Not that I’m surprised by this behavior or anything. After all, this is the same CBS News bureau that published, without a trace of irony, a story with a Epstein rape survivor less than two weeks after colluding with ABC to fire the alleged whistleblower who leaked how ABC News had sat on the Epstein story for over three years.
Math scores might be a little better if major civic education systems stopped trying to do asinine nonsense like teaching “how math has been and continues to be used to oppress and marginalize people and communities of color.” Yes, that’s an actual quote from Tracy Castro-Gill, the Seattle public school district’s “ethnic studies program manager.”
Then there’s the canard about increased parental involvement.

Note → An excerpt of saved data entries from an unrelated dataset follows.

PR #205, opened 2021-12-26
Validate IngestionProperties properly

yihezkel:
#### Pull Request Description

Removed enum DataFormat.Unknown.
Ingestion will now fail validation if any of the following ingestion property conditions are met:
- Mapping isn't specified for a data format that requires one.
- IngestionMappingKind was defined, but a mapping wasn't defined.
- Mapping was provided for a data format that doesn't support mappings.
- Provided IngestionMappingKind doesn't match the data format's expected ingestion mapping format.
- Both mapping reference and column mappings were defined.
- Column mappings were defined, but IngestionMappingKind wasn't.
- Mapping reference was defined, but IngestionMappingKind wasn't.
- A provided column mapping is invalid for the provided IngestionMappingKind.

---

#### Future Release Comment

**Breaking Changes:**
- Removed enum DataFormat.Unknown
- Ingestion will now fail validation if any of the following ingestion property conditions are met:
-- Mapping isn't specified for a data format that requires one.
-- IngestionMappingKind was defined, but a mapping wasn't defined.
-- Mapping was provided for a data format that doesn't support mappings.
-- Provided IngestionMappingKind doesn't match the data format's expected ingestion mapping format.
-- Both mapping reference and column mappings were defined.
-- Column mappings were defined, but IngestionMappingKind wasn't.
-- Mapping reference was defined, but IngestionMappingKind wasn't.
-- A provided column mapping is invalid for the provided IngestionMappingKind.

### DIFF
--- a/ingest/src/main/java/com/microsoft/azure/kusto/ingest/IngestionProperties.java
+++ b/ingest/src/main/java/com/microsoft/azure/kusto/ingest/IngestionProperties.java
@@ -312,34 +312,30 @@ public class IngestionProperties {
 
         if ((ingestionMapping.getColumnMappings() == null) && StringUtils.isBlank(mappingReference)) {
             if (dataFormat.isMappingRequired()) {
-                message += String.format("Mapping must be specified for '%s' format.", dataFormat.name());
+                message += String.format("Mapping must be specified for '%s' format.%n", dataFormat.name());
             }
 
             if (ingestionMappingKind != null) {
-                message += String.format("IngestionMappingKind was defined ('%s'), so a mapping must be defined as well.", ingestionMappingKind);
+                message += String.format("IngestionMappingKind was defined ('%s'), so a mapping must be defined as well.%n", ingestionMappingKind);
             }
         } else { // a mapping was provided
             if (dataFormat.getIngestionMappingKind() != null && !dataFormat.getIngestionMappingKind().equals(ingestionMappingKind)) {
-                message += String.format("Wrong ingestion mapping for format '%s'; mapping kind should be '%s', but was '%s'.",
+                message += String.format("Wrong ingestion mapping for format '%s'; mapping kind should be '%s', but was '%s'.%n",
                         dataFormat.name(), dataFormat.getIngestionMappingKind(), ingestionMappingKind != null ? ingestionMappingKind.name() : "null");
             }
 
             if (ingestionMapping.getColumnMappings() != null) {
                 if (StringUtils.isNotBlank(mappingReference)) {
-                    message += String.format("Both mapping reference '%s' and column mappings were defined.", mappingReference);
+                    message += String.format("Both mapping reference '%s' and column mappings were defined.%n", mappingReference);
                 }
 
-                if (ingestionMappingKind == null) {
-                    message += "Column mappings were provided, so the IngestionMappingKind must be provided as well.";
-                } else {
+                if (ingestionMappingKind != null) {
                     for (ColumnMapping column : ingestionMapping.getColumnMappings()) {
                         if (!column.isValid(ingestionMappingKind)) {
-                            message += String.format("Column mapping '%s' is invalid", column.columnName);
+                            message += String.format("Column mapping '%s' is invalid.%n", column.columnName);
                         }
                     }
                 }
-            } else if (ingestionMappingKind == null) {
-                message += "A mapping reference was provided, so the IngestionMappingKind must be provided as well.";
             }
         }
 
--- a/ingest/src/main/java/com/microsoft/azure/kusto/ingest/IngestionProperties.java
+++ b/ingest/src/main/java/com/microsoft/azure/kusto/ingest/IngestionProperties.java
@@ -231,14 +231,17 @@ public class IngestionProperties {
     }
 
     /**
-     * Sets the data format. If null is passed, then it does not set it.
+     * Sets the data format.
      *
      * @param dataFormat One of the values in: {@link DataFormat DataFormat}
+     * @throws IllegalArgumentException  if null argument is passed
      */
     public void setDataFormat(@NotNull DataFormat dataFormat) {
-        if (dataFormat != null) {
-            this.dataFormat = dataFormat;
+        if (dataFormat == null) {
+            throw new IllegalArgumentException("DataFormat cannot be set to null");
         }
+
+        this.dataFormat = dataFormat;
     }
 
     /**
--- a/ingest/src/main/java/com/microsoft/azure/kusto/ingest/IngestionProperties.java
+++ b/ingest/src/main/java/com/microsoft/azure/kusto/ingest/IngestionProperties.java
@@ -9,6 +9,7 @@ import com.fasterxml.jackson.databind.ObjectMapper;
 import com.microsoft.azure.kusto.data.Ensure;
 import com.microsoft.azure.kusto.ingest.exceptions.IngestionClientException;
 import org.apache.commons.lang3.StringUtils;
+import org.apache.commons.text.TextStringBuilder;
 import org.jetbrains.annotations.NotNull;
 import org.slf4j.Logger;
 import org.slf4j.LoggerFactory;
@@ -311,40 +312,41 @@ public class IngestionProperties {
 
         String mappingReference = ingestionMapping.getIngestionMappingReference();
         IngestionMapping.IngestionMappingKind ingestionMappingKind = ingestionMapping.getIngestionMappingKind();
-        String message = "";
+        TextStringBuilder message = new TextStringBuilder();
 
         if ((ingestionMapping.getColumnMappings() == null) && StringUtils.isBlank(mappingReference)) {
             if (dataFormat.isMappingRequired()) {
-                message += String.format("Mapping must be specified for '%s' format.%n", dataFormat.name());
+                message.appendln("Mapping must be specified for '%s' format.", dataFormat.name());
             }
 
             if (ingestionMappingKind != null) {
-                message += String.format("IngestionMappingKind was defined ('%s'), so a mapping must be defined as well.%n", ingestionMappingKind);
+                message.appendln("IngestionMappingKind was defined ('%s'), so a mapping must be defined as well.", ingestionMappingKind);
             }
         } else { // a mapping was provided
             if (dataFormat.getIngestionMappingKind() != null && !dataFormat.getIngestionMappingKind().equals(ingestionMappingKind)) {
-                message += String.format("Wrong ingestion mapping for format '%s'; mapping kind should be '%s', but was '%s'.%n",
+                message.appendln("Wrong ingestion mapping for format '%s'; mapping kind should be '%s', but was '%s'.",
                         dataFormat.name(), dataFormat.getIngestionMappingKind(), ingestionMappingKind != null ? ingestionMappingKind.name() : "null");
             }
 
             if (ingestionMapping.getColumnMappings() != null) {
                 if (StringUtils.isNotBlank(mappingReference)) {
-                    message += String.format("Both mapping reference '%s' and column mappings were defined.%n", mappingReference);
+                    message.appendln("Both mapping reference '%s' and column mappings were defined.", mappingReference);
                 }
 
                 if (ingestionMappingKind != null) {
                     for (ColumnMapping column : ingestionMapping.getColumnMappings()) {
                         if (!column.isValid(ingestionMappingKind)) {
-                            message += String.format("Column mapping '%s' is invalid.%n", column.columnName);
+                            message.appendln("Column mapping '%s' is invalid.", column.columnName);
                         }
                     }
                 }
             }
         }
 
-        if (!message.equals("")) {
-            log.error(message);
-            throw new IngestionClientException(message);
+        if (!message.isEmpty()) {
+            String messageStr = message.build();
+            log.error(messageStr);
+            throw new IngestionClientException(messageStr);
         }
     }
 
--- a/ingest/src/main/java/com/microsoft/azure/kusto/ingest/IngestionProperties.java
+++ b/ingest/src/main/java/com/microsoft/azure/kusto/ingest/IngestionProperties.java
@@ -43,6 +43,7 @@ public class IngestionProperties {
      * <p>{@code reportMethod} : {@code IngestionReportMethod.Queue;}</p>
      * <p>{@code flushImmediately} : {@code false;}</p>
      * <p>{@code additionalProperties} : {@code new HashMap();}</p>
+     * <p>{@code dataFormat} : {@code DataFormat.csv;}</p>
      * </blockquote>
      *
      * @param databaseName the name of the database in the destination Kusto cluster.
@@ -60,10 +61,12 @@ public class IngestionProperties {
         this.ingestIfNotExists = new ArrayList<>();
         this.additionalTags = new ArrayList<>();
         this.ingestionMapping = new IngestionMapping();
+        this.dataFormat = DataFormat.csv;
     }
 
     /**
      * Copy constructor for {@code IngestionProperties}.
+     *
      * @param other the instance to copy from.
      */
     public IngestionProperties(IngestionProperties other) {
@@ -72,6 +75,7 @@ public class IngestionProperties {
         this.reportLevel = other.reportLevel;
         this.reportMethod = other.reportMethod;
         this.flushImmediately = other.flushImmediately;
+        this.dataFormat = other.getDataFormat();
         this.additionalProperties = new HashMap<>(other.additionalProperties);
         this.dropByTags = new ArrayList<>(other.dropByTags);
         this.ingestByTags = new ArrayList<>(other.ingestByTags);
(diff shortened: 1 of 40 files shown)


ingest/src/main/java/com/microsoft/azure/kusto/ingest/IngestionProperties.java
```diff
@@ -303,27 +310,39 @@ void validate() throws IngestionClientException {
...
-        } else if (StringUtils.isBlank(mappingReference)) {
+        if ((ingestionMapping.getColumnMappings() == null) && StringUtils.isBlank(mappingReference)) {
             if (dataFormat.isMappingRequired()) {
                 message += String.format("Mapping must be specified for '%s' format.", dataFormat.name());
             }
 
-            if (ingestionMappingKind != null && ingestionMappingKind != IngestionMapping.IngestionMappingKind.unknown) {
-                message += String.format("If IngestionMappingKind was defined ('%s'), mapping must be specified.", ingestionMappingKind);
+            if (ingestionMappingKind != null) {
+                message += String.format("IngestionMappingKind was defined ('%s'), so a mapping must be defined as well.", ingestionMappingKind);
```
yihezkel, line 319: This rule is in the .NET SDK

ingest/src/main/java/com/microsoft/azure/kusto/ingest/IngestionProperties.java
```diff
@@ -303,27 +310,39 @@ void validate() throws IngestionClientException {
...
             }
-        }
+        } else { // a mapping was provided
+            if (dataFormat.getIngestionMappingKind() == null) {
+                message += String.format("Data format '%s' does not support mappings", dataFormat.name());
```
yihezkel, line 323: This effectively applies to `RAW` and `TXT`. There's an ongoing e-mail thread about whether this restriction is valid, but as far as I can see it is. Will wait to merge until that thread is concluded.

ingest/src/main/java/com/microsoft/azure/kusto/ingest/IngestionProperties.java
```diff
@@ -303,27 +310,39 @@ void validate() throws IngestionClientException {
...
+            } else if (!dataFormat.getIngestionMappingKind().equals(ingestionMappingKind)) {
+                message += String.format("Wrong ingestion mapping for format '%s'; mapping kind should be '%s', but was '%s'.",
+                        dataFormat.name(), dataFormat.getIngestionMappingKind(), ingestionMappingKind != null ? ingestionMappingKind.name() : "null");
+            }
+
+            if (ingestionMapping.getColumnMappings() != null) {
+                if (StringUtils.isNotBlank(mappingReference)) {
+                    message += String.format("Both mapping reference '%s' and column mappings were defined.", mappingReference);
```
yihezkel, line 331: This rule is in the .NET SDK

ingest/src/main/java/com/microsoft/azure/kusto/ingest/IngestionProperties.java
```diff
@@ -303,27 +310,39 @@ void validate() throws IngestionClientException {
...
+                }
 
-        if (dataFormat.isMappingRequired() && !dataFormat.getIngestionMappingKind().equals(ingestionMappingKind)) {
-            message += String.format("Wrong ingestion mapping for format '%s'; found '%s' mapping kind.", dataFormat.name(), ingestionMappingKind != null ? ingestionMappingKind.name() : "null");
+                if (ingestionMappingKind == null) {
+                    message += "Column mappings were provided, so the IngestionMappingKind must be provided as well.";
```
yihezkel, line 335: In the Java SDK, setting either type of mapping requires also passing an `IngestionMappingKind`

ingest/src/main/java/com/microsoft/azure/kusto/ingest/IngestionProperties.java
```diff
@@ -303,27 +310,39 @@ void validate() throws IngestionClientException {
...
+                } else {
+                    for (ColumnMapping column : ingestionMapping.getColumnMappings()) {
+                        if (!column.isValid(ingestionMappingKind)) {
+                            message += String.format("Column mapping '%s' is invalid", column.columnName);
+                        }
+                    }
+                }
+            } else if (ingestionMappingKind == null) {
+                message += "A mapping reference was provided, so the IngestionMappingKind must be provided as well.";
```
yihezkel, line 344: In the Java SDK, setting either type of mapping requires also passing an `IngestionMappingKind`

ingest/src/main/java/com/microsoft/azure/kusto/ingest/IngestionProperties.java
```diff
@@ -301,40 +308,52 @@ void validate() throws IngestionClientException {
...
-            }
-            for (ColumnMapping column : ingestionMapping.getColumnMappings()) {
-                if (!column.isValid(ingestionMappingKind)) {
-                    message += String.format("Column mapping '%s' is invalid", column.columnName);
-                }
-            }
-        } else if (StringUtils.isBlank(mappingReference)) {
+        if ((ingestionMapping.getColumnMappings() == null) && StringUtils.isBlank(mappingReference)) {
             if (dataFormat.isMappingRequired()) {
                 message += String.format("Mapping must be specified for '%s' format.", dataFormat.name());
```
yihezkel, line 315: I don't think we should remove this until 3.0.1, just to be sure everything else is stable first. This would be a restriction relaxation, so that can be part of a patch version.

ingest/src/main/java/com/microsoft/azure/kusto/ingest/IngestionProperties.java
yihezkel: I'm going to remove this restriction now.

ingest/src/main/java/com/microsoft/azure/kusto/ingest/IngestionProperties.java
yihezkel: I'm debating whether to remove this now, or in 3.0.1. I think it's best to wait.

ingest/src/main/java/com/microsoft/azure/kusto/ingest/IngestionProperties.java
yihezkel: I'm debating whether to remove this now, or in 3.0.1. I think it's best to wait.

ingest/src/main/java/com/microsoft/azure/kusto/ingest/IngestionProperties.java
```diff
@@ -301,40 +308,50 @@ void validate() throws IngestionClientException {
...
             }
 
-            if (ingestionMappingKind != null && ingestionMappingKind != IngestionMapping.IngestionMappingKind.unknown) {
-                message += String.format("If IngestionMappingKind was defined ('%s'), mapping must be specified.", ingestionMappingKind);
+            if (ingestionMappingKind != null) {
+                message += String.format("IngestionMappingKind was defined ('%s'), so a mapping must be defined as well.", ingestionMappingKind);
             }
-        }
+        } else { // a mapping was provided
+            if (dataFormat.getIngestionMappingKind() != null && !dataFormat.getIngestionMappingKind().equals(ingestionMappingKind)) {
```
yihezkel, line 322: Can RAW/TXT be accompanied by **any** type of mapping? I assume not.

yihezkel: CSV

ingest/src/main/java/com/microsoft/azure/kusto/ingest/IngestionProperties.java
```diff
@@ -230,16 +230,23 @@ public void setIngestIfNotExists(List<String> ingestIfNotExists) {
...
 
-    public void setDataFormat(DataFormat dataFormat) {
-        this.dataFormat = dataFormat;
+    /**
+     * Sets the data format. If null is passed, then it does not set it.
+     *
+     * @param dataFormat One of the values in: {@link DataFormat DataFormat}
+     */
+    public void setDataFormat(@NotNull DataFormat dataFormat) {
+        if (dataFormat != null) {
```
AsafMah, line 239: @NotNull means that we expect to never get null as a parameter (usually throws if we got it). If we handle it then the correct annotation is @CanBeNull

ingest/src/main/java/com/microsoft/azure/kusto/ingest/IngestionProperties.java
```diff
@@ -301,40 +308,50 @@ void validate() throws IngestionClientException {
...
+                }
 
-        if (dataFormat.isMappingRequired() && !dataFormat.getIngestionMappingKind().equals(ingestionMappingKind)) {
-            message += String.format("Wrong ingestion mapping for format '%s'; found '%s' mapping kind.", dataFormat.name(), ingestionMappingKind != null ? ingestionMappingKind.name() : "null");
+                if (ingestionMappingKind == null) {
+                    message += "Column mappings were provided, so the IngestionMappingKind must be provided as well.";
+                } else {
+                    for (ColumnMapping column : ingestionMapping.getColumnMappings()) {
+                        if (!column.isValid(ingestionMappingKind)) {
+                            message += String.format("Column mapping '%s' is invalid", column.columnName);
```
AsafMah, line 337: Make message a StringBuilder (if you go to the += here idea will do it for you)

ingest/src/main/java/com/microsoft/azure/kusto/ingest/IngestionProperties.java
AsafMah: This should be a comment in the code rather than on the PR

ingest/src/main/java/com/microsoft/azure/kusto/ingest/IngestionProperties.java
```diff
@@ -301,40 +308,50 @@ void validate() throws IngestionClientException {
...
-            }
-            for (ColumnMapping column : ingestionMapping.getColumnMappings()) {
-                if (!column.isValid(ingestionMappingKind)) {
-                    message += String.format("Column mapping '%s' is invalid", column.columnName);
-                }
-            }
-        } else if (StringUtils.isBlank(mappingReference)) {
+        if ((ingestionMapping.getColumnMappings() == null) && StringUtils.isBlank(mappingReference)) {
             if (dataFormat.isMappingRequired()) {
                 message += String.format("Mapping must be specified for '%s' format.", dataFormat.name());
```
AsafMah, line 315: Maybe there should be a newline between concatenated messages?

ingest/src/main/java/com/microsoft/azure/kusto/ingest/IngestionProperties.java
```diff
@@ -301,40 +308,50 @@ void validate() throws IngestionClientException {
 
         String mappingReference = ingestionMapping.getIngestionMappingReference();
```
AsafMah, line 309: Not exactly related to this PR specfically, but have you seen my PR in node -https://github.com/Azure/azure-kusto-node/pull/154/files?
The column mappings didn't work correctly, so I took the effort to also make them safer by introducing a type for each type of mapping.
Do you think something like that will work here?

ingest/src/test/java/com/microsoft/azure/kusto/ingest/StreamingIngestClientTest.java
```diff
@@ -456,7 +457,7 @@ void IngestFromFile_JsonWrongMappingKind_IngestionClientException() {
         IngestionClientException ingestionClientException = assertThrows(IngestionClientException.class,
                 () -> streamingIngestClient.ingestFromFile(fileSourceInfo, ingestionProperties),
                 "Expected IngestionClientException to be thrown, but it didn't");
-        assertTrue(ingestionClientException.getMessage().contains("Wrong ingestion mapping for format 'json'; found 'Csv' mapping kind."));
```
AsafMah, line 459: Add some more negative tests for the new rules

AsafMah (changes requested):

ingest/src/main/java/com/microsoft/azure/kusto/ingest/IngestionProperties.java
yihezkel: We don't allow them to pass null here.

ingest/src/main/java/com/microsoft/azure/kusto/ingest/IngestionProperties.java
yihezkel: I have a different approach to some lint smells, and this is one of them.

My raitonale is:
1) Here, it's the generation of an error message, which is not the happy flow and rare.
2) Further, it's limited to just the number of columns. The performance benefit of StringBuilder is negligible in this case, in which case I very much prefer the readability of `+=`.

ingest/src/main/java/com/microsoft/azure/kusto/ingest/IngestionProperties.java
yihezkel: Good idea

ingest/src/main/java/com/microsoft/azure/kusto/ingest/IngestionProperties.java
yihezkel: I hadn't seen that PR. I assume you're referring to `ColumnMapping.isValid()` - what's the potential pitfall there?

ingest/src/main/java/com/microsoft/azure/kusto/ingest/IngestionProperties.java
yihezkel: I generally try to avoid TODOs in the code. Instead (I think we discussed this over Teams as well), I already made this change locally, waiting to create a PR for it until after this is merged, which we'll do concurrently with a discussion with Tzvia.

ingest/src/main/java/com/microsoft/azure/kusto/ingest/IngestionProperties.java
yihezkel: Nevermind, this check is new in this PR, so I'll just remove it now.

ingest/src/main/java/com/microsoft/azure/kusto/ingest/IngestionProperties.java
yihezkel: Nevermind, this check is new in this PR, so I'll just remove it now.

ingest/src/test/java/com/microsoft/azure/kusto/ingest/StreamingIngestClientTest.java
yihezkel: I just checked, and see that the 2 new rules are ones that we just discovered we don't need. So I removed them, and now there are 0 new validation rules.

ingest/src/main/java/com/microsoft/azure/kusto/ingest/IngestionProperties.java
yihezkel: More accurately, they can technically send null, but it's pointless.

AsafMah: I disagree, we allow them to pass null, since the method explicitly supports it. 
I think you should throw if it's null, having it do nothing is a surprising behaviour.

ingest/src/main/java/com/microsoft/azure/kusto/ingest/IngestionProperties.java
AsafMah: I don't think += is more readable than append.
Especially if you're going to add new lines, you can use TextStringBuilder and `appendLn`

ingest/src/main/java/com/microsoft/azure/kusto/ingest/IngestionProperties.java
AsafMah: It's about rather than having one `ColumnMapping` type, having a type for each kind of mapping (E.g `JsonColumnMapping`) that each of them supports only the feature of that column mapping (stuff like transforms and paths), and have their kind initialized correctly.

ingest/src/test/java/com/microsoft/azure/kusto/ingest/StreamingIngestClientTest.java
AsafMah: Did you push it?

ingest/src/main/java/com/microsoft/azure/kusto/ingest/IngestionProperties.java
```diff
@@ -230,16 +231,26 @@ public void setIngestIfNotExists(List<String> ingestIfNotExists) {
...
 
-    public void setDataFormat(DataFormat dataFormat) {
+    /**
+     * Sets the data format.
+     *
+     * @param dataFormat One of the values in: {@link DataFormat DataFormat}
+     * @throws IllegalArgumentException  if null argument is passed
+     */
+    public void setDataFormat(@NotNull DataFormat dataFormat) {
+        if (dataFormat == null) {
```
AsafMah, line 241: Use Ensure.argisnotnull

AsafMah (approved):
Fix the ensure and you're ready to go

PR #207, opened 2022-01-06
Remove dependency on Java 9/a specific version of a specific project of Java 8

yihezkel:
#### Pull Request Description

Remove dependency on Java 9/a specific version of a specific project of Java 8. sun.misc.IOUtils is a part of OpenJDK, but isn't standard in Java. Further, the method used here was only added about 1 year ago (see https://hg.openjdk.java.net/jdk8u/monojdk8u/rev/8994a5a78287). Strangely, it was added to the Java 8 repo and not the Java 9 repo, but is annotated with `@since 1.9`!

---

#### Future Release Comment
Remove dependency on Java 9/a specific version of a specific project of Java 8. sun.misc.IOUtils is a part of OpenJDK, but isn't standard in Java. Further, the method used here was only added about 1 year ago (see https://hg.openjdk.java.net/jdk8u/monojdk8u/rev/8994a5a78287). Strangely, it was added to the Java 8 repo and not the Java 9 repo, but is annotated with `@since 1.9`!

**Fixes:**
- Remove dependency on Java 9/a specific version of a specific project of Java 8 (sun.misc.IOUtils)

### DIFF
--- a/ingest/src/main/java/com/microsoft/azure/kusto/ingest/IngestionUtils.java
+++ b/ingest/src/main/java/com/microsoft/azure/kusto/ingest/IngestionUtils.java
@@ -5,7 +5,6 @@ import com.microsoft.azure.kusto.ingest.source.FileSourceInfo;
 import com.microsoft.azure.kusto.ingest.source.ResultSetSourceInfo;
 import com.microsoft.azure.kusto.ingest.source.StreamSourceInfo;
 import com.univocity.parsers.csv.CsvRoutines;
-
 import org.jetbrains.annotations.NotNull;
 import org.slf4j.Logger;
 import org.slf4j.LoggerFactory;
@@ -20,7 +19,11 @@ import java.io.InputStream;
 import java.lang.invoke.MethodHandles;
 
 public class IngestionUtils {
-    private final static Logger log = LoggerFactory.getLogger(MethodHandles.lookup().lookupClass());
+    private IngestionUtils() {
+        // Hide the default constructor, since this is a utils class
+    }
+
+    private static final Logger log = LoggerFactory.getLogger(MethodHandles.lookup().lookupClass());
 
     @NotNull
     public static StreamSourceInfo fileToStream(FileSourceInfo fileSourceInfo, boolean resettable) throws IngestionClientException, FileNotFoundException {
@@ -51,5 +54,17 @@ public class IngestionUtils {
         }
         ByteArrayInputStream byteArrayInputStream = new ByteArrayInputStream(byteArrayOutputStream.toByteArray());
         return new StreamSourceInfo(byteArrayInputStream, false, resultSetSourceInfo.getSourceId());
+    }
+
+    public static byte[] readBytesFromInputStream(InputStream value, int testByteArraySize) throws IOException {
+        ByteArrayOutputStream buffer = new ByteArrayOutputStream();
+        int numBytesRead;
+        byte[] data = new byte[testByteArraySize];
+
+        while ((numBytesRead = value.read(data, 0, data.length)) != -1) {
+            buffer.write(data, 0, numBytesRead);
+        }
+
+        return buffer.toByteArray();
     }
 }
--- a/ingest/src/main/java/com/microsoft/azure/kusto/ingest/IngestionUtils.java
+++ b/ingest/src/main/java/com/microsoft/azure/kusto/ingest/IngestionUtils.java
@@ -56,13 +56,16 @@ public class IngestionUtils {
         return new StreamSourceInfo(byteArrayInputStream, false, resultSetSourceInfo.getSourceId());
     }
 
-    public static byte[] readBytesFromInputStream(InputStream value, int testByteArraySize) throws IOException {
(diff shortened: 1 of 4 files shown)


ingest/src/main/java/com/microsoft/azure/kusto/ingest/IngestionUtils.java
```diff
@@ -52,4 +55,16 @@ public static StreamSourceInfo resultSetToStream(ResultSetSourceInfo resultSetSo
         ByteArrayInputStream byteArrayInputStream = new ByteArrayInputStream(byteArrayOutputStream.toByteArray());
         return new StreamSourceInfo(byteArrayInputStream, false, resultSetSourceInfo.getSourceId());
     }
+
+    public static byte[] readBytesFromInputStream(InputStream value, int testByteArraySize) throws IOException {
```
AsafMah, line 59: The semantics for this method are wrong.
This will always read the entire buffer to memory. Unless I'm missing something, `testByteArraySize` doesn't do anything except setting the size of the buffer for each read.

The semantics we want is to read a maximum of `testByteArraySize` (or a better name) , or less if the stream ends before.

Look at the python implementation:
```python
def read_until_size_or_end(stream: IO[AnyStr], size: int) -> io.BytesIO:
    pos = 0
    result = io.BytesIO()
    while True:
        try:
            returned = stream.read(size - pos)
            pos += len(returned)
            result.write(returned)

            if len(returned) == 0 or pos == size:
                result.seek(0, io.SEEK_SET)
                return result

        except BlockingIOError:
            continue
```





Now the reason it didn't fail the test, is because the SequenceStream we put it in is opaque, and we can't know which bytes come from the byte array and which come from the original stream.
So I can't think of a good way to test it

AsafMah (changes requested):
See code comment

ingest/src/main/java/com/microsoft/azure/kusto/ingest/IngestionUtils.java
AsafMah: That's the openjdk implementation BTW
```java
    public static byte[] readNBytes(InputStream is, int len) throws IOException {
        if (len < 0) {
            throw new IllegalArgumentException("len < 0");
        }

        List<byte[]> bufs = null;
        byte[] result = null;
        int total = 0;
        int remaining = len;
        int n;
        do {
            byte[] buf = new byte[Math.min(remaining, DEFAULT_BUFFER_SIZE)];
            int nread = 0;

            // read to EOF which may read more or less than buffer size
            while ((n = is.read(buf, nread,
                    Math.min(buf.length - nread, remaining))) > 0) {
                nread += n;
                remaining -= n;
            }

            if (nread > 0) {
                if (MAX_BUFFER_SIZE - total < nread) {
                    throw new OutOfMemoryError("Required array size too large");
                }
                total += nread;
                if (result == null) {
                    result = buf;
                } else {
                    if (bufs == null) {
                        bufs = new ArrayList<>();
                        bufs.add(result);
                    }
                    bufs.add(buf);
                }
            }
            // if the last call to read returned -1 or the number of bytes
            // requested have been read then break
        } while (n >= 0 && remaining > 0);

        if (bufs == null) {
            if (result == null) {
                return new byte[0];
            }
            return result.length == total ?
                result : Arrays.copyOf(result, total);
        }

        result = new byte[total];
        int offset = 0;
        remaining = total;
        for (byte[] b : bufs) {
            int count = Math.min(b.length, remaining);
            System.arraycopy(b, 0, result, offset, count);
            offset += count;
            remaining -= count;
        }

        return result;
    }
```

yihezkel: If your intent was to read exactly the specified number of bytes, why not use `java.io.InputStream.read(byte[] b, int off, int len)`?

yihezkel: Nevermind, I see `readNBytes` calls that, but does more, presumably per the requirements you were describing.

AsafMah: Specifically, read waits until any data is available and then returns whatever it got.
We need to keep reading until we're at the end of the stream or we passed the size.

yihezkel: OK I updated it to the semantics you describe, instead of reading everything.

AsafMah:
Works great.

But style choice - I don't like assignments inside of a while loop's condition. Let's discuss

yihezkel:
@AsafMah Let me know when you want to discuss. I think this is the standard Java way to read from an `InputStream` in a loop, because it's so convenient as a stopping condition (among others).

Here are the first 2 stackoverflow search results: https://stackoverflow.com/questions/309424/how-do-i-read-convert-an-inputstream-into-a-string-in-java and https://stackoverflow.com/questions/6160432/java-inputstream-reading-problem

AsafMah:
I know it's a common pattern, I'm not a big fan of it usually, but here unlike in the examples it's not the only thing in the while, which makes it less readable in my opinion

AsafMah (approved):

Even the CBS article had to admit that students with parents who are already involved are actually trending slightly better. Who are the uninvolved parents? Are they the ones working three jobs and don’t have time? Are they the absentee fathers? Are they single mothers too busy looking for their next baby daddy to spend time with the kids they already have? I suspect the answers to one or more of these questions is rather inconvenient to the ongoing media narratives, and thus, we’ll never hear a conclusion.
I’d be willing to bet a pretty decent sum of money that of the countries currently kicking our academic asses, precisely none of them are wasting their students’ time teaching nonsense like Critical Race Theory, or how math is racist. I’d further wager that parents in these countries aren’t generally wringing their hands about whether their little darlings are being systemically oppressed by standardized testing.
And these empty suits wonder why more and more people are turning to charter schools, private education, and homeschooling the moment the option becomes available.